The second line up was expanded with another guitarist Joey Newman in June 1969, but two months later Martin was fired and the remaining members carried on as Blue Mountain Eagle.

===Medicine Ball===
In September 1969 Martin signed a solo deal with Uni Records and recorded a cover of the country favourite, "Jambalaya" with session ace and TCB Band member James Burton on guitar. It was released as a single with Martin's own composition "Ala-Bam" on the b-side. An album, "Dewey Martin's Medicine Ball", was released in August 1970 and featured steel guitarist Buddy Emmons and former Buffalo Springfield bass player Bruce Palmer.

Martin then recorded five tracks with the TCB Band for RCA. Two of the songs – a cover of Alan O'Day's "Caress Me Pretty Music" and a cover of Joe Cocker and Chris Stainton's "There Must Be A Reason" were put out as a single in early 1971. After producing an album for Truk in late 1971, Martin retired from the music industry to become a car mechanic. By the mid-1970s he was back in hometown Ottawa, living with his mother.

===Eighties revival and beyond===
During the mid-1980s Martin briefly worked with Pink Slip and the Meisner-Roberts Band. In the late 80's while touring with Roberts and Meisner, Martin told concert producer/musician Raven Alan St. John he had been robbed by hotel maids at the Sierra Royale Suites and couldn't pay for the extra nights. The hotel comped him for two more nights and fired one maid.

He also played with Buffalo Springfield Revisited, the band formed by original bass player, Bruce Palmer. During the early 1990s Martin revived the mantle under the name "Buffalo Springfield Again" with Bruce Palmer and Joe Dickinson (father of singer Laura Dickinson) for further live work but retired around 1998.

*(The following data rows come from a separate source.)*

PR #3441, opened 2019-01-16
Use noop output when there's no outputs connected

RyanDwyer:
Instead of having `NULL` `workspace->output` pointers, use a <s>headless</s> noop output. This should be safer.

I've tested this with the wayland backend by closing the output window and then using swaymsg to connect to the socket and run the `create_output` command. Upon creation, I had some issues with the alignment of the first output's contents within the output window, but I'm not sure this is related to my change.

I have not tested on DRM yet.

The output is returned in the IPC `get_outputs` list, so perhaps we should hide it. Also, we never enable the output (we never have to), so perhaps we should add a check to make sure it can't be enabled using config or IPC.

### DIFF
--- a/sway/commands/output.c
+++ b/sway/commands/output.c
@@ -1,3 +1,4 @@
+#include <strings.h>
 #include "sway/commands.h"
 #include "sway/config.h"
 #include "sway/output.h"
@@ -24,6 +25,13 @@ struct cmd_results *cmd_output(int argc, char **argv) {
 	struct cmd_results *error = checkarg(argc, "output", EXPECTED_AT_LEAST, 1);
 	if (error != NULL) {
 		return error;
+	}
+
+	// The NOOP-1 output is a dummy output used when there's no outputs
+	// connected. It should never be configured.
+	if (strcasecmp(argv[0], "NOOP-1") == 0) {
+		return cmd_results_new(CMD_FAILURE,
+				"Refusing to configure the no op output");
 	}
 
 	struct output_config *output = new_output_config(argv[0]);
--- a/sway/commands/output.c
+++ b/sway/commands/output.c
@@ -29,7 +29,7 @@ struct cmd_results *cmd_output(int argc, char **argv) {
 
 	// The NOOP-1 output is a dummy output used when there's no outputs
 	// connected. It should never be configured.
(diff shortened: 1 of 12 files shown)


emersion:
This sounds kind of dangerous. Maybe we could have a noop backend instead (without a renderer).

ddevault:
Rebase?

RyanDwyer:
Rebased. I'll do testing with the DRM backend this weekend. Please don't merge until then.

RyanDwyer:
DRM tested fine, no crashes. I hotplugged from two outputs down to zero and back to two, and also ran `swaymsg -t get_outputs` via SSH from another device while there were no outputs connected.

This is still relevant:

> The output is returned in the IPC get_outputs list, so perhaps we should hide it. Also, we never enable the output (we never have to), so perhaps we should add a check to make sure it can't be enabled using config or IPC.

emersion:
>The output is returned in the IPC get_outputs list, so perhaps we should hide it. Also, we never enable the output (we never have to), so perhaps we should add a check to make sure it can't be enabled using config or IPC.

+1

Do we do something similar for fake workspaces?

RyanDwyer:
Both of those are done now. I'm not sure what you mean by fake workspaces. When there's no outputs connected, `swaymsg -t get_workspaces` shows nothing.

RedSoxFan:
I think the guard needs to be added to `apply_output_config` as well to prevent against enabling with `output * enable`. It might also make sense to move the existing guard to cmd_output just to be safe for all subcommands

emersion:
>I'm not sure what you mean by fake workspaces

Oh, right. We just move workspaces in `saved_workspaces`.

sway/commands/output.c
```diff
@@ -26,6 +27,13 @@ struct cmd_results *cmd_output(int argc, char **argv) {
 		return error;
 	}
 
+	// The NOOP-1 output is a dummy output used when there's no outputs
+	// connected. It should never be configured.
+	if (strcasecmp(argv[0], "NOOP-1") == 0) {
```
emersion: Can we check against `root.noop_output->name` instead? I'm worried about someone using the noop beackend of unit tests and running into this.

emersion:
Thanks!

PR #3447, opened 2019-01-17
Remove swaylock headers and unicode.c

emersion:


ianyfan:
I think `unicode.c` can be removed as well.

ddevault:
Thanks!

PR #3774, opened 2019-02-25
fix smart_borders description in manual

carloabelli:
The wording for smart_borders was opposite the actual behavior.


RedSoxFan:
Thanks!

PR #3777, opened 2019-02-26
execute_command: do not strip qoutes for cmd_mode

### LINKED ISSUE #3775: Escape character in mode with pango markup
sway version 1.0-rc1-116-g2510e3df (Feb 24 2019, branch 'master')

I am trying to create a mode with pango markups (to add colors). Unfortunately, I noticed that the single and double quote characters (so '  and ") are escaped differently in the bindsym and in the mode commands. This is problematic since they are needed for the pango markup attributes. It took me 2 hours to figure out how to obtain something that works.  The purpose of that bug report is (1) to point out what does not work and why and (2) to give a syntax that works for the current master branch. 

So let's assume that we are trying to create a mode using the following $HELLO variable. The intuitive way does not work:  

```set $HELLO "<span bgcolor='blue'>Hello</span>"
bindsym Alt+F3 mode "$HELLO"
mode --pango_markup "$HELLO" {
   bindsym Escape mode "default"
}
```
So I tried several variants with and without double-quote and the following syntax is the only one that works:

```
set $HELLO "<span bgcolor='blue'>Hello</span>"
bindsym Alt+F3 mode "$$HELLO"
mode --pango_markup $HELLO {
   bindsym Escape mode "default"
}
```
  
So the rules are:
- The value of the variable **MUST** be "quoted" in the set command
- The variable given to bindsym mode **MUST USE A DOUBLE $**. Here the "quotes" are optional.
- The variable given to mode --pango_markup **MUST NOT BE QUOTED** and **MUST USE A SINGLE $**.

RedSoxFan:
Fixes #3775 
Related to #3209 

`cmd_mode` performs its own quote stripping for the mode string to
avoid double stripping quotes for `cmd_bindcode` and `cmd_bindsym` in
`config_command` and `execute_command`. Stripping quotes in
`execute_command` for `cmd_mode` will also result in double stripping,
which will cause issues for any mode string with spaces, such as pango
markup.

### DIFF
--- a/sway/commands.c
+++ b/sway/commands.c
@@ -255,7 +255,8 @@ list_t *execute_command(char *_exec, struct sway_seat *seat,
 			int argc;
 			char **argv = split_args(cmd, &argc);
 			if (strcmp(argv[0], "exec") != 0 &&
-					strcmp(argv[0], "exec_always") != 0) {
+					strcmp(argv[0], "exec_always") != 0 &&
+					strcmp(argv[0], "mode") != 0) {
 				int i;
 				for (i = 1; i < argc; ++i) {
 					if (*argv[i] == '\"' || *argv[i] == '\'') {


emersion:
Thanks!

PR #3786, opened 2019-02-27
Set minimum wlroots version

emersion:
Makes it more obvious that building sway with an old copy of wlroots won't work.


ddevault:
Thanks!

PR #3787, opened 2019-02-27
Print Meson features

emersion:


RedSoxFan:
Can you change this to match the formatting that wlroots uses?

emersion:
I'm not a fan of the formatting wlroots uses.

ddevault:
Thanks!

PR #3766, opened 2019-02-24
Add sway-ipc.7.scd to document IPC protocol

RedSoxFan:
**~~This is still a WIP~~ and will ideally be completed before 1.0 is
released since it would be nice to have for release**

Closes #707 

This add `sway-ipc.7.scd` that documents the IPC protocol

Note: This increases the minimum scdoc version from 1.8.1 to 1.9.0 to
allow for table cells to be continued on the following line

PR #3788, opened 2019-02-27
meson: check scdoc version

emersion:


emersion:
@jbeich It seems scdoc's pkg-config file contains errors on FreeBSD. See https://builds.sr.ht/~sircmpwn/job/33711

emersion:
In the meantime, pushed a fix not to use pkg-config to find scdoc's path.

jbeich:
@emersion, I've fixed pkg-config's file and updated to 1.9.1. Expect FreeBSD package around 2019-03-03 ([details](https://github.com/swaywm/sway/pull/3766#issuecomment-467719559)).

emersion:
Wow, thanks a lot, that was fast :)

RedSoxFan:
Do you want this merged now or wait for FreeBSD (and possibly #3792)?

emersion:
Hmm. Problem is, we'll probably fail builds on many platforms until all of them get a patched (non-1.9.1) scdoc. We'll probably need to build scdoc from source because of this…

I think it'd be better to merge this as-is and improve it when the situation settles.

emersion:
Related: https://todo.sr.ht/~sircmpwn/scdoc/23

jbeich:
scdoc should probably migrate to meson. It's `install` target is partially broken on BSDs because `-D` flag has different semantics. In general, howegrown build systems are a constant source of pain downstream.

RedSoxFan:
> I think it'd be better to merge this as-is and improve it when the situation settles.

Sounds good

RedSoxFan:
Thanks!

emersion:
Submitted a patch to fix the pkg-config file: https://lists.sr.ht/~sircmpwn/public-inbox/%3C0k4nGuwl8cWAr8T9PlSbYQt33rnRn7rYoWEw-kKZ4WrhEK4Oco6AudUzWFmBKN8_7N_uJNcc_xY7iwzAE3s_2gD1Ie7NyDsAsdWjme3Vxss%3D%40emersion.fr%3E

eli-schwartz:
This came up today due to $REASONS (sway wasn't detecting scdoc correctly) and I cannot help but wonder

if perhaps, instead of patching the scdoc pkg-config file, it would make more sense to patch scdoc, from this:

```c
if (argc == 2 && strcmp(argv[1], "-v") == 0) {
```

to this
```c
if (argc == 2 && (strcmp(argv[1], "-v") == 0 || strcmp(argv[1], "--version") == 0)) {
```

Then from meson you can always have simply done, `find_program('scdoc', version: '>=1.9')`.

emersion:
I don't really like this approach, because `--version` is implemented differently by each program (there is no standard) and can't contain arbitrary key-value entries.

eli-schwartz:
> I don't really like this approach, because `--version` is implemented differently by each program (there is no standard)

You mean a lot of them accidentally use -v instead and then can't tell the difference between `grep -v --invert-match`, `ls -v (natural version sort)`, `scdoc -v`, and `gcc -v --verbose`?

Once you know the appropriate command flags, the version number is very easy to determine, as it is effectively always `(.* )?v?([0-9][0-9\.]+)\n` and anything else is a freaky exception.

> and can't contain arbitrary key-value entries.

Unsure why someone looking for a version number would expect key-value entries when looking for the required minimum. sway isn't looking for a key-value database of scdoc either (and scdoc.pc doesn't contain them) so I'm not really sure what the point here is.

Sure, for things a lot more complicated than "find a single standalone single-file executable" having a key-value database to store associated information is useful.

In 1997 Martin invented and filed a patent application for a drum with a three-part rim that could be used to make three different rimshot sounds. He received patent 5,834,667 on this drum on Nov 10, 1998; the patent was issued to him under his legal name, Walter M.D. Midkiff. In 1997 Martin was inducted into the Rock and Roll Hall of Fame as a member of Buffalo Springfield.

==Death==
Martin died on February 1, 2009. His body was found the next day by a roommate in his Van Nuys apartment. Longtime friend Lisa Lenes said Martin had health problems in previous years, and she believed he died of natural causes. He was 68.